Abstract:Recently, prompt learning has garnered considerable attention for its success in various Vision-Language (VL) tasks. However, existing prompt-based models are primarily focused on studying prompt generation and prompt strategies with complete modality settings, which does not accurately reflect real-world scenarios where partial modality information may be missing. In this paper, we present the first comprehensive investigation into prompt learning behavior when modalities are incomplete, revealing the high sensitivity of prompt-based models to missing modalities. To this end, we propose a novel Multi-step Adaptive Prompt Learning (MuAP) framework, aiming to generate multimodal prompts and perform multi-step prompt tuning, which adaptively learns knowledge by iteratively aligning modalities. Specifically, we generate multimodal prompts for each modality and devise prompt strategies to integrate them into the Transformer model. Subsequently, we sequentially perform prompt tuning from single-stage and alignment-stage, allowing each modality-prompt to be autonomously and adaptively learned, thereby mitigating the imbalance issue caused by only textual prompts that are learnable in previous works. Extensive experiments demonstrate the effectiveness of our MuAP and this model achieves significant improvements compared to the state-of-the-art on all benchmark datasets
What problem does this paper attempt to address?
The problem that this paper attempts to solve is that in vision - language (VL) tasks, when the modal data is incomplete, the existing prompt - based learning methods perform poorly. Specifically, most of the existing research assumes that all modalities are available during the training and testing stages, which is often difficult to achieve in real - world applications. For example, due to privacy and security issues, text data may not be accessible; or due to limitations of device observations, visual data may be missing. These problems lead to the absence of modal data, which significantly affects the performance of vision - language models.

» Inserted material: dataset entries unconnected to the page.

Issue #2126, opened 2018-07-03
Project listing page is rendered in project creation process


vikasrohit:
### Expected behavior
Project listing page should not be visible

### Actual behavior
Project listing page is visible for some time before redirecting to the newly created project.

### Steps to reproduce the problem
- Create a new project
- Observe the page after hitting the `Continue` button the creation form

#### Environment
- OS: Any
- Browser (w/version): Any
- User role (client, copilot or manager): Any
- Account used:  Any

gondzo:
it's not fixed yet. also, if the project isn't created (api error), we close the project wizard and move to project listing page - should we fix this as well?

vikasrohit:
@gondzo is it moving to listing page or the page from where user started the project creation wizard? I think we are okay if we taking user back to the page from where user started the project creation. @rmjmccormick could you please suggest a better way to handle the error use case?

andela-jomadoye:
I can do this, I'll work on it.

vikasrohit:
@gondzo I know we haven't merged the PR for this issue yet, but we have started seeing login page instead of project listing page now when user clicks on a project from the listing page.

gondzo:
@vikasrohit let me know if you still see the login page when opening project details

vikasrohit:
Thanks @gondzo. It seems to be working on dev now. 👍

PR #2144, opened 2018-07-05
#2126 Stop project listing page from displaying when redirecting

andela-jomadoye:
The PR stops project listing page from displaying when redirecting after creating a project #2126


gondzo:
this is already fixed in dev

PR #2172, opened 2018-07-09
fix #2038 Do not display error until the user has completed the URL a…

### LINKED ISSUE #2038: [$40] Do not display error until the user has completed the URL address when adding a link
### Expected behavior
I would like to see an error only after I completed entering my  URL address in add link section. While I'm typing, I don't want to see an error. Once I'm done typing, if the link is valid, the button should become blue. If I lose focus and there is error, the error message should appear. Let's be smart about the user experience

### Actual behavior
Error is displayed as soon as I start typing in the field. That's bad UX
screen shot 2018-06-13 at 9 57 25 am

zjuasmn:
…ddress when adding a link

### DIFF
--- a/src/components/MobileExpandable/MobileExpandable.scss
+++ b/src/components/MobileExpandable/MobileExpandable.scss
@@ -40,7 +40,7 @@
   }
 
   :global {
-    input[name="address"] + .error-message {
+    input[name="address"]:focus + .error-message {
       display: none;
     }
   }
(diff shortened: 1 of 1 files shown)


gondzo:
@zjuasmn this does not fix the issue - error message should not be displayed while typing - once the field loses focus the error message would be displayed

zjuasmn:
@gondzo Please check my updated PR

PR #2212, opened 2018-07-19
#2011 fix Bring back the welcome post to the customer upon project cr…

### LINKED ISSUE #2011: [$40] Bring back the welcome post to the customer upon project creation
When the user lands on the dashboard after their new project is created, the system used to create a welcome post from Coder.

It is really important to maintain the welcome feel of the user experience, thus let's reinstate the initial post that drives the user to go and complete their specification, and explains what they should expect next.

jankyzhang:
fix #2011

### DIFF
--- a/src/api/messages.js
+++ b/src/api/messages.js
@@ -121,7 +121,7 @@ export function getTopicsWithComments(reference, referenceId, tag, removeCoderBo
       if (removeCoderBotTopics) {
         //remove coderBot posts
         const rTopics = _.remove(topics, i =>
-          [DISCOURSE_BOT_USERID, CODER_BOT_USERID, TC_SYSTEM_USERID].indexOf(i.userId) > -1
+          i.title.indexOf('Your project has been created, and we') === -1 && [DISCOURSE_BOT_USERID, CODER_BOT_USERID, TC_SYSTEM_USERID].indexOf(i.userId) > -1
         )
         totalCount -= rTopics.length
       }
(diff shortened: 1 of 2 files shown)


src/api/messages.js
```diff
@@ -121,7 +121,7 @@ export function getTopicsWithComments(reference, referenceId, tag, removeCoderBo
       if (removeCoderBotTopics) {
         //remove coderBot posts
         const rTopics = _.remove(topics, i =>
-          [DISCOURSE_BOT_USERID, CODER_BOT_USERID, TC_SYSTEM_USERID].indexOf(i.userId) > -1
+          i.title.indexOf('Your project has been created, and we') === -1 && [DISCOURSE_BOT_USERID, CODER_BOT_USERID, TC_SYSTEM_USERID].indexOf(i.userId) > -1
```
vikasrohit: We should avoid doing string comparison. Rather, we should not hide the system messages now as we are only posting for project creation now. fyi @gondzo

jankyzhang: @vikasrohit ,@gondzo How to change about this bug ?
Just make it not hide the system messages now ?
Please make a decision .
Thanks

jankyzhang: @vikasrohit , the new commit is about the requirement '**not hide the system messages**'
Please check it.
Thanks

vikasrohit: Thanks for the changes @jankyzhang . Please exclude the package-lock.json file from the PR as it should not have any changes for this fix. fyi @gondzo

jankyzhang: @vikasrohit , thanks for the reply.
Sorry for the package-lock.json file.
I just submit a new commit .
Please check it.
Thanks.

Issue #2227, opened 2018-07-24
[$80] Remove individual calls for creating milestones for a timeline


RishiRajSahu:
Right now we are calling milestone's POST call multiple times to create milestones for a timeline. Now we have backend supported with implicit creation of milestone when calling POST for milestone with `templatedId` param passed, so this single call will create timeline and all the associated milestone using value of `templatedId`

narekcat:
@gondzo @RishiRajSahu I start connect-app locally by running `npm start`, but when I try to create new app, it return HTTP error 500. In development console it says HTTP error 404 when requests to this URL  https://api.topcoder-dev.com/v4/projects/6704/phases by method GET. Are there any known issues with development back end ?

gondzo:
Which account are you testing with?
available accounts are posted in the challenge forums

narekcat:
@gondzo Ok, I have started to work on this issue before you posted available accounts in the form and create my own (username: testcat, email: test-cat@mail.ru). But ok no problem I'll try with accounts posted in the forum. Thank you.

narekcat:
@gondzo @RishiRajSahu The description is ambiguous, I can't understand. How many endpoints we have in back end now ? One for creating timeline and one for creating milestones ? Or only one endpoint for creating timeline and all milestones together ?

narekcat:
@gondzo @RishiRajSahu The description is ambiguous, I can't understand. How many endpoints we have in back end now ? One for creating timeline and one for creating milestones ? Or only one endpoint for creating timeline and all milestones together ? And if endpoint is only one, which one is /timelines or /milestones ?

gondzo:
@narekcat create timeline endpoint will accept templateId parameter and will create all the necessary milestones from the templates in the backend. You just need to pass the templateId (productTemplateId) and and remove calls to create individual milestones. 
Here is the relevant backend change - https://github.com/topcoder-platform/tc-project-service/commit/827b2252947eb2e3a18f5732ebc09dc7d3187963#diff-7a3be78f0970e178e8ace2b5c70b17baR43

narekcat:
@gondzo Yes I already understand it from repository https://github.com/topcoder-platform/tc-project-service/tree/feature/timeline-milestone, but there are some issue, because I did as you say, but milestones didn't created.

gondzo:
Can you post api call details here (url, body) so we can investigate further

narekcat:
@gondzo Api call details are:
[...]

PR #2238, opened 2018-07-25
Issue #2227: Remove individual calls for creating milestones for a timeline

narekcat:
**Description** #2227 
Right now we are calling milestone's POST call multiple times to create milestones for a timeline. Now we have backend supported with implicit creation of milestone when calling POST for milestone with templatedId param passed, so this single call will create timeline and all the associated milestone using value of templatedId.


narekcat:
@RishiRajSahu Ok, sorry, I couldn't understand what you mean at first. But way update comments to the method updated ? They says exactly what method does (Create timeline and milestones for a product).

PR #2239, opened 2018-07-25
issue_2187 ffixed update end date when marked as delivered

Gauravseta:
End date will be updated to the date when it is marked as delivered.


gondzo:
@Gauravseta this will update the date any time the phase is updated in the delivered state. it should be updating only when previous state wasn't delivered

Gauravseta:
@gondzo to my assumption..once phase reaches delivered state, it is no more possible to edit the phase , hence no way of changing the phase once it is in delivered state. So i checked if phase is going to be in delivered state then change end date. correct me if my assumption wrong

gondzo:
ah, didn't notice that. good catch.

vikasrohit:
@gondzo I think we should still apply the logic only when previous state was not delivered. There might be cases when admin would be updating some field in phase even after phase is marked as delivered, and that should not cause delivered date to be updated.

PR #2252, opened 2018-07-30
Issue_2235:Confirmation modal before accepting final design derlivera…

meggamind:
…bles


gondzo:
no need for this change, already working in dev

To solve this problem, the author proposes a multi - step adaptive prompt learning framework (Multi - step Adaptive Prompt Learning, MuAP), which aims to generate multi - modal prompts and perform multi - step prompt adjustment, and adaptively learn knowledge by iteratively aligning modalities. MuAP generates multi - modal prompts for each modality, designs prompt strategies to integrate them into the Transformer model, and then performs prompt adjustment successively from the single - stage and alignment stages, enabling each modality prompt to learn independently and adaptively, thus alleviating the imbalance problem caused by only text prompts being learnable in previous work.
The main contributions of the paper include:
1. **For the first time, analyze the robustness of prompt learning in the case of missing modal data**, propose a new multi - step adaptive prompt learning method for handling missing modal data in VL models, solve the limitations of existing work, and enhance the effect of prompts simultaneously through autonomous and collaborative learning.
2. **Design a multi - step tuning strategy**, covering single - stage and alignment - stage tuning, adaptively generate visual and language prompts through multi - step modal alignment, so as to comprehensively learn knowledge from both modalities without bias.
3. **Conduct extensive experiments and ablation studies**, verify the effectiveness of MuAP on three benchmark datasets, and the results show that the model outperforms the current state - of - the - art methods on all benchmark datasets.